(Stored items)
▼▼▼
Issue #523, opened 2023-10-03
mlos_bench: error handling improvements


bpkroth:
Sometimes user scripts don't return a `score` value, even though they exit 0 (indicating SUCCESS).

In that case we can do a couple of things:

- abort immediately in order to notify the experimenter and let them figure out what to do
- assume it's a bad config and that's why the benchmark aborted early
  - in which case we should fabricate a "fake" score that looks "bad" (i.e., much worse than any we've actually recorded with a good config) so that the optimizer learns that this is an infeasible region (there are already TODO markers in the code to implement this)
- some cominbation of the two
  for instance, tolerate no more than N "bad" configs in a row before we assume its a script error and abort entirely to notify the user that they should manually inspect and deal with things

bpkroth:
@eujing

bpkroth:
One thing that might make this easier to implement is if we clearly separated the phases of "setup" (e.g., basic system preparation) vs. "configure" (e.g., configure the target system with the tunables).

That way, if "setup" failed, we could alert that the script was the problem, whereas if "configure" failed, we could inform the optimizer that it was a bad region.

PR #730, opened 2024-05-01
Update mlos_core API to support with multi-factor optimization and contexts

motus:
* [x] Pass multi-column DataFrame instead of Sequence to `BaseOptimizer.register()` and other methods that deal with scores
* [x] Update mlos_bench `MlosCoreOptimizer` to support the new mlos_core API
* [ ] Update unit tests to work with the new API
* [ ] Add unit tests for end-to-end multi-target optimization

### DIFF
--- a/mlos_bench/mlos_bench/optimizers/mlos_core_optimizer.py
+++ b/mlos_bench/mlos_bench/optimizers/mlos_core_optimizer.py
@@ -114,7 +114,7 @@ class MlosCoreOptimizer(Optimizer):
         self._opt.register(df_configs, df_scores)
         if _LOG.isEnabledFor(logging.DEBUG):
             (score, _) = self.get_best_observation()
-            _LOG.debug("Warm-up END: %s = %s", self, score)
+            _LOG.debug("Warm-up END: %s :: %s", self, score)
         return True
 
     def _extract_target(self, scores: Optional[Dict[str, TunableValue]]) -> Optional[TunableValue]:
--- a/mlos_bench/mlos_bench/optimizers/mlos_core_optimizer.py
+++ b/mlos_bench/mlos_bench/optimizers/mlos_core_optimizer.py
@@ -46,11 +46,6 @@ class MlosCoreOptimizer(Optimizer):
                  service: Optional[Service] = None):
         super().__init__(tunables, config, global_config, service)
 
-        # TODO: Remove after implementing multi-target optimization in mlos_core
-        if len(self._opt_targets) != 1:
-            raise NotImplementedError(f"Multi-target optimization is not supported: {self}")
-        (self._opt_target, self._opt_sign) = list(self._opt_targets.items())[0]
-
         opt_type = getattr(OptimizerType, self._config.pop(
             'optimizer_type', DEFAULT_OPTIMIZER_TYPE.name))
 
@@ -99,26 +94,42 @@ class MlosCoreOptimizer(Optimizer):
                       configs: Sequence[dict],
                       scores: Sequence[Optional[Dict[str, TunableValue]]],
                       status: Optional[Sequence[Status]] = None) -> bool:
+
         if not super().bulk_register(configs, scores, status):
             return False
+
         df_configs = self._to_df(configs)  # Impute missing values, if necessary
-        df_scores = pd.Series(
-            [self._extract_target(score) for score in scores],
-            dtype=float) * self._opt_sign
+
+        df_scores = self._adjust_signs_df(
+            pd.DataFrame([{} if score is None else score for score in scores]))
+
+        opt_targets = list(self._opt_targets)
         if status is not None:
+            # Select only the completed trials, set scores for failed trials to +inf.
             df_status = pd.Series(status)
-            df_scores[df_status != Status.SUCCEEDED] = float("inf")
+            df_scores.loc[df_status != Status.SUCCEEDED, opt_targets] = float("inf")
             df_status_completed = df_status.apply(Status.is_completed)
             df_configs = df_configs[df_status_completed]
             df_scores = df_scores[df_status_completed]
-        self._opt.register(df_configs, df_scores)
+
+        # Pass opt_targets columns as scores, and the rest as context.
+        opt_context = set(df_scores.columns).difference(opt_targets)
+        self._opt.register(df_configs, df_scores[opt_targets],
+                           df_scores[list(opt_context)] if opt_context else None)
+
         if _LOG.isEnabledFor(logging.DEBUG):
             (score, _) = self.get_best_observation()
             _LOG.debug("Warm-up END: %s :: %s", self, score)
+
         return True
 
-    def _extract_target(self, scores: Optional[Dict[str, TunableValue]]) -> Optional[TunableValue]:
-        return None if scores is None else scores[self._opt_target]
+    def _adjust_signs_df(self, df_scores: pd.DataFrame) -> pd.DataFrame:
+        """
+        In-place adjust the signs of the scores for MINIMIZATION problem.
+        """
+        for (opt_target, opt_dir) in self._opt_targets.items():
+            df_scores[opt_target] *= opt_dir
+        return df_scores
 
     def _to_df(self, configs: Sequence[Dict[str, TunableValue]]) -> pd.DataFrame:
         """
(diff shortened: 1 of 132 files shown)


mlos_core/mlos_core/optimizers/__init__.py
```diff
@@ -62,6 +62,7 @@ class OptimizerFactory:
     @staticmethod
     def create(*,
                parameter_space: ConfigSpace.ConfigurationSpace,
+               optimization_targets: List[str],
```
bpkroth, line 65: Shouldn't this be:
```suggestion
               optimization_targets: List[Tuple[str, Literal[min, max]]],
```

bpkroth: Ah, nm, this was for the mlos_core optimizer, which we always minimize?

mlos_core/mlos_core/optimizers/bayesian_optimizers/smac_optimizer.py
```diff
@@ -241,13 +257,14 @@ def _register(self, configurations: pd.DataFrame, scores: pd.Series, context: Op
         from smac.runhistory import StatusType, TrialInfo, TrialValue  # pylint: disable=import-outside-toplevel
 
         if context is not None:
-            raise NotImplementedError()
+            warn(f"Not Implemented: Ignoring context {list(context.columns)}", UserWarning)
```
bpkroth, line 260: Maybe leave that change for a separate PR?

mlos_core/mlos_core/optimizers/flaml_optimizer.py
```diff
@@ -137,7 +150,7 @@ def _target_function(self, config: dict) -> Union[dict, None]:
         """
         cs_config = normalize_config(self.optimizer_parameter_space, config)
         if cs_config in self.evaluated_samples:
-            return {'score': self.evaluated_samples[cs_config].score}
+            return {self._optimization_targets[0]: self.evaluated_samples[cs_config].score}
```
bpkroth, line 153: Nit: as a maintenance thing, for FLAML, I'd suggest we introduce a `self._optimization_target` property that returns `self._optimization_targets[0]` so that if they ever change it in the future it'll be a little easier to find the places to adjust.

mlos_core/mlos_core/optimizers/flaml_optimizer.py
```diff
@@ -26,35 +26,47 @@ class EvaluatedSample(NamedTuple):
...
+            If provided, calls np.random.seed() with the provided value to set the seed globally at init.
+        """
         super().__init__(
             parameter_space=parameter_space,
+            optimization_targets=optimization_targets,
             space_adapter=space_adapter,
         )
 
+        if len(self._optimization_targets) != 1:
+            raise ValueError("FLAML does not support multi-target optimization")
```
bpkroth, line 68: Hmm, this seems to indicate that multi-objective is supported?  Maybe we could reach out to Chi and discuss further.  Could also adjust the message for now and extend support for FLAML in a future PR.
▲▲▲
EXERCISE GOAL: Pick out each line above that includes "bpkroth" and show it.

THE COMPLETED TASK:
bpkroth:
bpkroth:
bpkroth:
bpkroth, line 65: Shouldn't this be:
bpkroth: Ah, nm, this was for the mlos_core optimizer, which we always minimize?
bpkroth, line 260: Maybe leave that change for a separate PR?
bpkroth, line 153: Nit: as a maintenance thing, for FLAML, I'd suggest we introduce a `self._optimization_target` property that returns `self._optimization_targets[0]` so that if they ever change it in the future it'll be a little easier to find the places to adjust.
bpkroth, line 68: Hmm, this seems to indicate that multi-objective is supported?  Maybe we could reach out to Chi and discuss further.  Could also adjust the message for now and extend support for FLAML in a future PR.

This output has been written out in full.